Finale for Now on Google's Self-Inflicted Trust Problem - watchdogtimer
http://www.theatlantic.com/technology/archive/2013/03/finale-for-now-on-googles-self-inflicted-trust-problem/274286/

======
bsimpson
Google's been picked on a lot over Reader, but it's a microcosm of the entire
web services industry. We've developed a culture over the last two decades of
launching compelling new services without a clear revenue model in a land-grab
for users. Many software frameworks utilize lazy loading, whereby they defer
the execution of expensive operations until the last possible minute. Our
business culture lazy-loads revenue models. We set up a product, hope for
enough users, then hope to monetize those users effectively. Without a
compelling product or an audience to consume it, a business model is useless,
so we've optimized that out to focus on the bare minimum.

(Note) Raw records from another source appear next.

Issue #79, opened 2017-04-12
Generic submodelpart from group


jginternational:
As said in https://github.com/KratosMultiphysics/Kratos/issues/278

There is a proposal that needs a  `<condition>` to write a Group as submodelpart.
something like:
```json
<condition n="GenericModelParts" pn="Add SubModelPart" un="ExtraModelParts" ov="point,line,surface,volume" state="[ShowInMode Developer]">
    <value n="WriteElements" pn="Write elements" v="False" values="True,False"/>
    <value n="WriteConditions" pn="Write conditions" v="True" values="True,False"/>
</condition>
```
The result is:
![image](https://cloud.githubusercontent.com/assets/5918085/24953516/e58dd5d8-1f7b-11e7-80ef-b9b5a8d30bb5.png)
**Note:** It's important to select the entity type even if the group was previously created

We'll need to modify the writing process, to add this new feature

adityaghantasala:
Hello @jginternational  ... I have a question regarding the usage of this problem type. I downloaded this branch and had a look at it. I saw that the generic submodelpart from group works for Structural as mentioned. 

Is it also possible to do it for a fluid problem (2D and 3D) ?? If not is there a plan to do that ?

jginternational:
The idea is to have it in all apps (in development mode) soon

adityaghantasala:
@jginternational  that would be awesome .. thank you!

Issue #80, opened 2017-04-13
How to write Conditions


jginternational:
In the issue https://github.com/KratosMultiphysics/Kratos/issues/278 @RiccardoRossi , @maceligueta , @philbucher and me were talking about How should the problemtype write the conditions:

I've written this, trying to clearify some ideas (forgive me for the extension):

From the problemtype side, the most efficient way is to **print the GiD element id**. 
Let's call this **the A way** of writing the conditions.
That is done using the customLib C++ lib, so it is faster and allows to handle larger number of elements than the current way of printing the conditions' block, in TCL.

**The B way** is do what we are doing now, each app implements it's way of printing/storing the conditions (or uses the common functions to do so). At this point, the pseudo-code looks like this:

In the Begin Conditions sections:
```
foreach condition in conditions: //(in the tree)
    foreach group in GetGroupsOf(condition)
        print "Begin Condition _ConditionName_"
        foreach element in GetElementsOf(group)
            nodes = GetNodesOf(element)
            print "i 0 nodes"
            ++i
        print "End Condition"
        Store(condition,group, initial_id, end_id)
```
Each condition-group stores its interval of ids, to print them later in the submodelpart.

In the submodelparts sections:
```
foreach condition-group in GetStoredConditionsGroups // previously stored
    Print "Begin SubModelPart _condition-group_
    Print "Begin nodes"
    foreach node in GetNodes(group)
        print node
    Print "End nodes"
    Print "Begin conditions"
    i = condition-group.getInitial
    while i < condition-group.getFinal
        print i
        ++i
    print "End conditions"
    print "End subModelPart"
```

Let's compare

**THE A WAY**:
pros: 
- Increased performance (C++ writing)
- Easier implementation (we do not need to keep control of assigned ids)

cons:
- Points are meshed as nodes, not as '1 noded elements', so it's ids are assigned as nodal id (We'll see it in an example). Dr. Abel Coll (manager of the GiD dept.) has explained me that he can change something in the GiD tcl API to get nodes meshed as elements.
- Conditions id will not be consecutive
- As @maceligueta said, it will be impossible to get different id for the same entity, if you need so.

**THE B WAY**:
pros: 
- It is already implemented
- Conditions on nodes have a valid id assigned, without telling GiD to change it's meshing criteria

cons:
- Lower performance (TCL writing)
- Lower amount of elements (TCL can store lower information in a variable, remember the BCN model problems)
- Difficult implementation
[...]

PR #84, opened 2017-04-21
Feature/add generic submodelparts

jginternational:
This completes #79 and (https://github.com/KratosMultiphysics/Kratos/issues/278)

The new feature adds to the Structural Application a section (only in developer mode) to create Submodelparts with no process assigned. This means that the submodelpart will be added to de MDPA but will have no effects


philbucher:
Nice work, this is exactly what I thought of!
I tested it, it does the correct thing. I will test it in more detail in the future and let you know in case sth is not working.

I have three Questions: 
1. It only works with the developer version of GiD for me (and being in developer mode) In the normal version of GiD (13.0.2) it says that GiD 13.1.1d or later is required. Is that intended?
2. When I run kratos to get the mdpa file it always says that I the geometry has changed and I should probably remesh, even though the geometry hasn't changed and I saved / remeshed the model. Am I doing sth wrong here?
3. Will you leave it in the Structural Problemtype or create a separate one? Or integrate it in every problemtype (esp. for fluid I think it would be useful)?
4. Nodes have to always be written to the submodelpart, right?

I also have a comment/suggestion for possible further improvement: Would it be possible to change the type of the elements/conditions with an arbitrary string? I mean that if I e.g. implement a new element I could exchange the name in GiD and wouldn't have to got through the mdpa file each time.

Thanks a lot for your effort!

jginternational:
Hi @philbucher ! I'll answer point by point.

1. In fact, the GiD team has noticed (and fixed) a bug that affected many problemtypes for Windows. The bug is fixed in the GiD 13.1.6d (not released yet but I'm testing it and seem to be fixed.
2. Same than 1, I'm going to ask the team if I could give you an installer of the new version.
3. My idea is to integrate it in the main applications, Solid, Fluid, Structural, Pfem....
4. Yes, because if elements and conditions connectivities are needed, I can not control what nodes have been already written, so the best policy is to write any single submodelpart as a standalone part, even if we have to write a previously written node

About the further improvement, I'll need to change some rules but could be implemented easily, 

Let me discuss this points with @RiccardoRossi and this branch should be merged soon this week

philbucher:
Hi @jginternational,
Thx for your answers.
I just discussed with @dbaumgaertner and he also thinks that my suggestion with replacing the elements/conditions in GiD would be nice.

Also it is important to us that we don't have to set up an entire analysis to write the mdpa file. This was working in my case, but I want to emphasize it again. Maybe for the future a separate button ("Write MDPA") would make sense in addition to the calculate button.

A last idea of mine is having the possibility to change the name of the submodelpart. Also this would make our lives easier.
Here is a proposal for the structure of the "Add Submodelpart" branch:
```
group: domain
      name submodelpart: GENERIC_domain (=> default)
      Write elements: True
            Name: Element2D2N (=> default)
      Write Conditions: False
```

These comments are for changes in the future, I will approve this pull request now

RiccardoRossi:
Hi,
     i put @jcotela  in the loop  and I give my 2 cents:

the nodes SHOULD be written **EXACTLY ONCE**. writing it more than once is definitely not a good idea. Right now kratos detects it and prevents a crash, however it goes in a slower reading path and it does a distance check to ensure the node really exists.

Why don't you simply write **all the nodes** once at the beginning? _Personally_ I would gladly pay a performance price for correctness

same things for elements and conditions. right now it is directly an error if you write twice the same element. We could remove this limitation if a decision is taken in this sense, however from my point of view this is **not** a good way forward (see #80 , @KratosMultiphysics/technical-committee let's decide if we allow it)

other than that when you write an element and condition, the name should depend as a very minimum on the number of nodes and on the dimensionality

for example
Element3D4N

means a 3D element with 4 nodes (a tet)

if you want a shell like thing, than it would be
**Surface**Element3D4N (4 nodes in 3D ... a quad)

this information is important since it is used internally in the  construction phase to pick the geometry to be employed. A mismatch in some of the quantities will cause the Kratos to rise an error at the moment of reading

philbucher:
@RiccardoRossi I am confused now.
From what I saw @jginternational writes everything once at the beginning and assigns it then in n Submodelparts, or am I wrong?
Having the same entities in several modelparts is not a problem or is it?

There's an implicit assumption in all of this that the perceived value of a
free service outweighs the potential costs of the service eventually failing
in the user's eyes, that they'll keep coming back for something free and cool
every time we ship it. As an industry, we haven't addressed the risk of crying
wolf. At what point do enough consumers say "I'm going to wait until this has
traction" before they're willing to invest their time and their hearts into
the services we build? If the wait-and-see crowd grows large enough, it could
seriously impact our ability to launch minimum-viable-products on the hope
they'll monetize later.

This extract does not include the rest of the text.